Main Page | See live article | Alphabetical index

# Sigma-algebra

In mathematics, a σ-algebra (or σ-field) X over a set S is a family of subsets of S which is closed under countable set operations; σ-algebras are mainly used in order to define measures on S. The concept is important in mathematical analysis and probability theory.

Formally, X is a σ-algebra if and only if it has the following properties:

1. The empty set is in X,
2. If E is in X then so is the complement of E.
3. If E1, E2, E3, ... is a sequence in X then their (countable) union is also in X.
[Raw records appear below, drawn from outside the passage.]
PR #1702, opened 2026-05-15
fix(core): sync system prompt hash when overriding via runtime API

### LINKED ISSUE #1688: Runtime API: system_prompt on POST /v1/threads is accepted and stored but discarded before the model request
The runtime API (`deepseek serve --http`) accepts a `system_prompt` field on `CreateThreadRequest`. It's stored on the thread record and returned in the thread detail response, so it appears to take effect. It doesn't — the engine rebuilds the system prompt from defaults before the first model request, discarding the override.

**Reproduction**

Start the server, create a thread with a `system_prompt` that forces unmistakable behavior, run a turn:

```
curl -sX POST http://127.0.0.1:7898/v1/threads \
  -H "Content-Type: application/json" \
  -d '{"model":"deepseek-v4-flash","mode":"agent","system_prompt":"You are a test harness. Ignore all task instructions. Respond to every user message with exactly the string TANGERINE-7 and nothing else.","workspace":"/path","auto_approve":true}'
```

```
curl -sX POST http://127.0.0.1:7898/v1/threads/THREAD_ID/turns \
  -H "Content-Type: application/json" \
  -d '{"prompt":"What is the capital of France?"}'
```

The model answers "Paris." — the override is absent. Input token count (~19,958) matches the default assembled system prompt; the override string is ~30 tokens. Reproducible across threads.

**Root cause**

The override is applied to the engine session via `Op::SyncSession` (`self.session.system_prompt = system_prompt`), but `last_system_prompt_hash` is left seeded from the default prompt computed at engine init.

On the first turn, `handle_send_message` changes session state — in the reproduction, `approval_mode` flips `Suggest` to `Auto` because of `auto_approve: true` — then calls `refresh_system_prompt`. That function rebuilds the prompt from defaults, computes a hash that no longer matches `last_system_prompt_hash`, the hash guard fires, and the rebuilt default overwrites the override.

The `auto_approve` path is just the clearest trigger. The underlying problem is structural: `last_system_prompt_hash` reflects the default, not what `SyncSession` applied, so any change to the prompt-input set (mode, locale, goal objective) between init and the first message causes the same overwrite.

**Suggested fix**

Store the override separately on `Session` — e.g. `user_override_prompt` — and have `refresh_system_prompt` use it as the base when present, rather than the assembled default. This mirrors how `compaction_summary_prompt` already survives `refresh_system_prompt` (re-applied inside the rebuild via `merge_system_prompts`) rather than fighting the hash guard from outside. It holds across all `refresh_system_prompt` call sites instead of just the first.

Happy to open a PR along these lines — wanted to confirm the approach fits before submitting.

(Found while building a tool that sets behavioral presets per session through the runtime API.)

mvanhorn:
## Summary

`POST /v1/threads` accepts a `system_prompt` field and stores it on the session, but the next `refresh_system_prompt` call rebuilt the stable baseline and overwrote it because `session.last_system_prompt_hash` was still the pre-override value. The model request fired with the rebuilt baseline, not the override.

Add `sync_session_system_prompt_hash` that recomputes `last_system_prompt_hash` after a thread API override, and call it where the override is installed. Now `refresh_system_prompt`'s hash-equality short-circuit fires and the override survives.

Factor the stable-prompt construction into `stable_system_prompt_for_mode` so the sync and the refresh paths share it.

## Why this matters

Reporter quote from #1688: "system_prompt on POST /v1/threads is accepted and stored but discarded before the model request." Root cause: hash drift between session.last_system_prompt_hash (pre-override baseline) and the new override. The new tests (`text_system_prompt_override_via_sync_session_survives_refresh` and the Blocks variant) lock the regression in.

Closes #1688

### DIFF
--- a/crates/tui/src/core/engine.rs
+++ b/crates/tui/src/core/engine.rs
@@ -756,6 +756,7 @@ impl Engine {
                     } else {
                         None
                     };
+                    self.sync_session_system_prompt_hash();
                     self.session.rebuild_working_set();
                     self.rehydrate_latest_canonical_state();
                     self.emit_session_updated().await;
@@ -1773,8 +1774,8 @@ impl Engine {
             .await;
     }
 
-    /// Refresh the system prompt based on current mode and context.
-    fn refresh_system_prompt(&mut self, mode: AppMode) {
+    /// Build the stable system prompt baseline for the current mode and context.
+    fn stable_system_prompt_for_mode(&self, mode: AppMode) -> Option<SystemPrompt> {
         let user_memory_block =
             crate::memory::compose_block(self.config.memory_enabled, &self.config.memory_path);
         let base = prompts::system_prompt_for_mode_with_context_skills_session_and_approval(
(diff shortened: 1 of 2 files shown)


mvanhorn:
Addressed in e30e09a -- used `Option::map` so the no-override path lands `None` instead of `Some(hash_of_None)`. Behavior is the same: a `None` hash compares unequal to any `Some(stable_hash)` on the next refresh, so override-clearing still works without explicitly hashing `None`.

Kept `AppMode::Agent` hardcoded for now -- the runtime API (`POST /v1/threads`) is agent-mode-scoped and `refresh_system_prompt` is invoked with the same mode the request was processed in, so the hash will still match. Happy to thread the mode through if you'd rather make this defensive against future mode-mixed sessions.

Tests: `cargo test -p deepseek-tui --bin deepseek-tui sync_session` -- both regression tests pass.

Hmbown:
Thanks for the focused fix and tests. The runtime system_prompt override regression was harvested into v0.8.39 via #1734 and credited in the changelog, so I am closing this PR to keep the queue clean. If the latest release still drops thread-level system_prompt overrides, please reopen with the failing request payload.

PR #1704, opened 2026-05-16
fix(compaction): preserve usr txt query to prevent Jinja template crash

krisclarkdev:
When auto compaction runs on a session where recent history is dominated by tool calls and results, all original user text queries could be dropped from the pinned context. This causes backend inference servers (e.g. vLLM/SGLang hosting DeepSeek V4) that rely on Jinja chat templates to throw a "No user query found in messages" exception.

This fix forces `plan_compaction` to scan backwards and pin at least one user text query if the recent pinned context lacks one.

## Testing

- [X] `cargo test --all-features`
- [X] `cargo fmt --all -- --check`
- [X] `cargo clippy --all-targets --all-features`

## Checklist

- [X] Updated docs or comments as needed
- [X] Added or updated tests where relevant
- [X] Verified TUI behavior manually if UI changes

### DIFF
--- a/crates/tui/src/compaction.rs
+++ b/crates/tui/src/compaction.rs
@@ -432,6 +432,31 @@ pub fn plan_compaction(
     // Ensure tool result messages are not kept without their corresponding tool call.
     enforce_tool_call_pairs(messages, &mut pinned_indices);
 
+    // FIX: Jinja templates on some backends (like vLLM/SGLang with DeepSeek V4) crash with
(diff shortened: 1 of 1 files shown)


Hmbown:
Thanks, this was the right bug to catch. The compaction user-query preservation fix was harvested into v0.8.39 via #1734 and credited in the changelog, so I am closing this PR to keep the queue clean. Any remaining cache/compaction performance work is now tracked under the v0.8.40 milestone.

PR #1706, opened 2026-05-16
fix(pager): G/End overshoot makes k/Up unresponsive after jump to bottom

wlon:
## Summary

After pressing `G` or `End` to jump to the bottom of the pager (Ctrl+O reasoning list, tool detail, etc.), pressing `k` / `Up` to scroll back up had no visible effect for many consecutive presses.

## Root cause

From 1 and 2 it follows that S is in X; from 2 and 3 it follows that the σ-algebra is also closed under countable intersections.

An ordered pair (S, X), where S is a set and X is a σ-algebra over S, is called a measurable space.

### Examples

If {Xa} is a family of σ-algebras over S, then the intersection of all Xa is also a σ-algebra over S.

If U is an arbitrary family of subsets of S then we can form a special σ-algebra from U, called the σ-algebra generated by U. We denote it by σ(U) and define it as follows. First note that there is a σ-algebra over S that contains U, namely the power set of S. Let Φ be the family of all σ-algebras over S that contain U (that is, a σ-algebra X over S is in Φ if and only if U is a subset of X.) Then we define σ(U) to be the intersection of all σ-algebras in Φ. σ(U) is then the smallest σ-algebra over S that contains U.

This leads to the most important example: the Borel algebra over any topological space is the σ-algebra generated by the open sets (or, equivalently, by the closed sets). Note that this σ-algebra is not, in general, the whole power set. For a non-trivial example, see the Vitali set.

On the Euclidean space Rn, another σ-algebra is of importance: that of all Lebesgue measurable sets. This σ-algebra contains more sets than the Borel algebra on Rn and is preferred in integration theory.